NEW YORK (AP) -- The NBA and the players' union reached an agreement today to end the 6-month-old lockout and save what's left of the season.

After a secret all-night bargaining session between commissioner David Stern and union head Billy Hunter, the deal was struck sometime around 6 a.m. -- just 29 hours before the league's Board of Governors was set to vote on canceling the remainder of the season.

The owners' and players' negotiating committees recommended approving the six-year deal, which gives the NBA an option for a seventh year.

The players approved it 179-5 in a ratification vote at the union's law office this afternoon, a union spokesman said. The league's Board of Governors will vote Thursday.

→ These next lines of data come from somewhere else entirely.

PR #185, opened 2024-04-04
SFB-224: Required validation on currency input (fix)

JonasVanHoof:
## Issue
 [SFB-224](https://binnenland.atlassian.net/browse/SFB-224)

## Description

The required validation on the currency input was not triggered when the user cleared the form as the value 0 was still in the field.

Now the value is set to null so the validation is triggered. When a user filled in the value **0** the required validation was also triggered as the value of the triple was not updated to zero but to no value. I found out that this was working with the numerical input and that they fixed it by updating the value as a literal with the integer or decimal datatype. 

The field uses the `hasBeenFocused` & `validation` check from the `SimpleInputField` but the currency input will specifically update the value to NULL when nothing is filled in.

## Testing

The currencyInput is added to the validation section here 
image

 1. Validation should not be visible on initial load
 2. When focused and no value filled in the error should be triggered
 3. Its possible to fill in the value `0` and not trigger the validation
 4. When a correct value is filled in no error is triggered

### DIFF
--- a/addon/components/rdf-input-fields/currency-input.js
+++ b/addon/components/rdf-input-fields/currency-input.js
@@ -1,6 +1,8 @@
 import { action } from '@ember/object';
 import { guidFor } from '@ember/object/internals';
 import SimpleInputFieldComponent from '@lblod/ember-submission-form-fields/components/rdf-input-fields/simple-value-input-field';
+import { XSD } from '@lblod/submission-form-helpers';
+import { literal } from 'rdflib';
 
 export default class RdfInputFieldsCurrencyInputComponent extends SimpleInputFieldComponent {
   inputId = 'input-' + guidFor(this);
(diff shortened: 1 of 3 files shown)


addon/components/rdf-input-fields/currency-input.js
```diff
@@ -9,12 +11,30 @@ export default class RdfInputFieldsCurrencyInputComponent extends SimpleInputFie
 
   @action
   updateValue(e) {
+    let updatedValue = null;
     if (e && typeof e.preventDefault === 'function') e.preventDefault();
 
     if (e.target && e.target.value) {
       this.value = e.target.inputmask.unmaskedvalue();
+      updatedValue = literal(Number(this.value), this.datatype);
```
JonasVanHoof, line 19: Should we just return the value as an integer always? `inputmask.unmaskedValue` should always return a number here ( https://robinherbots.github.io/Inputmask/#/documentation/numeric  and  ctrl+f  "unmaskAsNumber"). Than we can remove the `get datatype`

Windvis: Always a decimal you mean?

JonasVanHoof: Yes a decimal indeed
image

But with that in mind we cannot do do it because a decimal is not an integer 😄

A season of about 50 games would begin the first week of February, with training camps not starting before Jan. 17.

"Oh, I'm so relieved it's unbelievable," Milwaukee Bucks coach George Karl said. "It's like I let a balloon out of my stomach. The knots are already loosening up in my neck. I get to do what I love to do."

The union agreed to accept 55 percent of revenues in the fourth, fifth and sixth years of the agreement, sources told the AP. Players would get 57 percent if the league exercises its option for the seventh year. In the first three years, there is no limit on the percentage of revenues players can receive.


The settlement also means Michael Jordan must now decide whether to retire.

"Michael is going to analyze the deal, see what Chicago wants to do and then make an informed decision," agent David Falk said. "I'm not certain what his time frame is."

Under terms of the new agreement, a grandfather clause allows any player to sign for 105 percent of his previous salary. That means Jordan, who made about $33 million last year, could get about $34.7 million from the Bulls.

No other team can offer him anything close to that amount.

Among the other compromises:

  • The union agreed to a $14 million maximum salary for players with 10 years' experience. Players with one to five years' experience can get a maximum of $9 million, and players with six to nine years' experience can get $11 million.

  • The union agreed to a three-year rookie scale with teams holding an option for the fourth year and the right of first refusal in the fifth year. First-round draft picks will be grouped into three categories by where they were selected -- 1-9, 10-19 and 20-29 -- with the highest picks eligible for higher percentage increases in their salaries from year to year.


  • The league accepted the union's proposal for an "average" salary exception and "median" salary exception, with both being phased in during the next three years. As a result, every team will have the right to sign two additional players each season, even if they are over the salary cap.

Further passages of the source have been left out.